The inspectors identified a Green noncited violation of 10 CFR Part 50, Appendix B, Criterion XVI, for the failure to implement effective corrective actions to prevent recurrence for a significant condition adverse to quality affecting operability of the main feedwater isolation valves. Specifically, on multiple occasions accumulator over-pressure conditions have occurred resulting from degraded hydraulic fluid adversely affecting the pressure relief system. These over-pressure conditions would potentially result in valve closure stroke times outside design basis values.

Description:

The inspectors reviewed Condition Report CR-WF3-2004-4093 pertaining to the failure of MFIV Train A, Accumulator A, thermal hydraulic relief system resulting in an over-pressure condition on December 16, 2004. The MFIV FW-184A and FW-184B automatically close for containment isolation and to limit reactor coolant system cooldown during certain design basis accidents. Acceptable valve closure times range from 2.3 to 5.0 seconds. The lower closure limit is to preclude a water-hammer, which can be induced by fast valve closure. Each MFIV hydraulic operating system is equipped with two hydraulic accumulators. Both accumulators are required for proper valve operation. In order to limit valve speed, accumulator pressure is limited to 5900 psig. Each accumulator is equipped with a thermal relief valve to prevent over-pressurization.

On December 16, 2004, a white trouble light illuminated in the control room for MFIV Train A, Accumulator A. Entergy determined the accumulator pressure was 5906 psig due to failure of the hydraulic accumulator thermal relief valve to relieve pressure at its 5800 psig setpoint. Subsequently, operators declared the MFIV inoperable. Attempts to relieve the pressure by opening the thermal relief bypass valve were unsuccessful.

Entergys failure modes analysis team determined that a flow restricting orifice upstream of the thermal relief valve and the thermal relief bypass valve was obstructed with particulate. The particulate was black and identified as gelled fryquel. Gelled fryquel has contributed numerous times to past failures of the MFIV pressure relief system, affecting both trains.

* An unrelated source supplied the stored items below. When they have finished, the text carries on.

Issue #499, opened 2020-09-22
Telemetry auto-testing


tanishqaggarwal:
We have the infrastructure  we need in order to produce a telemetry auto-tester, which can produce all kinds of values and test them against the existing software implementations.

Now, it's time to put all of this software to the test and create the auto-tester.

PR #550, opened 2020-11-16
Restructure telemetry info generator

tanishqaggarwal:
A part of #499 .

### Summary of changes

The inspectors noted that over-pressure conditions were experienced on MFIV Train B, Accumulator B, on March 29, 2004, and on MFIV Train A, Accumulator B, on July 20, 2004. The inspectors also noted that additional examples were discussed in NRC Inspection Report 05000382/2004006, Section 4OA2 e. The inspectors determined Entergys corrective actions to prevent the over-pressure condition from affecting the operability of the MFIVs have not been effective and have repeatedly failed to prevent recurrence of this significant condition adverse to quality.

Analysis.

The deficiency associated with this finding was the failure to establish corrective measures to prevent recurrence of a significant condition adverse to quality.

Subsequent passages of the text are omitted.